Daniel Tamayo, Ari Silburt, Diana Valencia, Kristen Menou, Mohamad Ali-Dib, Cristobal Petrovich, Chelsea X. Huang, Hanno Rein, Christa Van Laerhoven, Adiv Paradise, Alysa Obertas, Norman Murray

    Research output: Contribution to journalArticlepeer-review

    Abstract

    The requirement that planetary systems be dynamically stable is often used to vet new discoveries or set limits on unconstrained masses or orbital elements. This is typically carried out via computationally expensive N-body simulations. We show that characterizing the complicated and multi-dimensional stability boundary of tightly packed systems is amenable to machine-learning methods.
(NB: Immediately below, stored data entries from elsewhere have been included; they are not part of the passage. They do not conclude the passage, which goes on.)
Issue #884, opened 2022-01-13
val: createBindGroup


kainino0x:

kainino0x:
One known TODO: test compatibility between binding and BGL's sampleType ("unfilterable-float" etc)

Gyuyoung:
I would like to take this issue to add missing validation tests.

Gyuyoung:
It looks like there is no covered validation check in createBindGroup. If there is missing validation tests for createBindGroup, let me reopen this issue.

PR #1825, opened 2022-09-05
Add 'buffer,resource_offset' to createBindGroup.spec.ts

Gyuyoung:
The specification says that the resource offset should be a
multiple of limits.[minUniformBufferOffsetAlignment|minStorageBufferOffsetAlignment]
if the BindGroup entry defines buffer and the buffer's type is
[uniform|storage|read-only-storage].

Issue: #884

<hr>

### DIFF
--- a/src/webgpu/api/validation/createBindGroup.spec.ts
+++ b/src/webgpu/api/validation/createBindGroup.spec.ts
@@ -12,7 +12,9 @@ import {
   bufferBindingEntries,
   bufferBindingTypeInfo,
   kBindableResources,
+  kBufferBindingTypes,
   kBufferUsages,
+  kLimitInfo,
   kTextureUsages,
   kTextureViewDimensions,
   sampledAndStorageBindingEntries,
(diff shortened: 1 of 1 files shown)


src/webgpu/api/validation/createBindGroup.spec.ts
```diff
@@ -793,3 +794,66 @@ g.test('buffer,usage')
...
+              kLimitInfo.minUniformBufferOffsetAlignment.default * 2,
+              kLimitInfo.minUniformBufferOffsetAlignment.default * 3,
+              kLimitInfo.minUniformBufferOffsetAlignment.default + 20,
+            ]
+          : [
+              kLimitInfo.minStorageBufferOffsetAlignment.default,
+              kLimitInfo.minStorageBufferOffsetAlignment.default * 2,
+              kLimitInfo.minStorageBufferOffsetAlignment.default * 3,
+              kLimitInfo.minStorageBufferOffsetAlignment.default + 20,
+            ]
```
kainino0x, line 823: We should test a value which is "minimally unaligned", that is, aligned to the largest power of 2 less than the required alignment. Which you can test with a case that does `* 0.5` or `* 1.5`.

Probably this is more useful than the `* 3` and `+ 20` cases so you could replace them, that is up to you.

kainino0x (approved):
LGTM with an extra case

src/webgpu/api/validation/createBindGroup.spec.ts
Gyuyoung: Ah, I didn't know it well. Thanks. I update the test to use `* 0.5` and `* 1.5`. Additionally, I also use `kBufferBindingTypes` from capability_info.ts here.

We find that training an XGBoost machine-learning algorithm on physically motivated features yields an accurate classifier of stability in packed systems. On the stability timescale investigated (107 orbits), it is three orders of magnitude faster than direct N-body simulations. Optimized machine-learning classifiers for dynamical stability may thus prove useful across the discipline, e.g., to characterize the exoplanet sample discovered by the upcoming Transiting Exoplanet Survey Satellite. This proof of concept motivates investing computational resources to train algorithms capable of predicting stability over longer timescales and over broader regions of phase space.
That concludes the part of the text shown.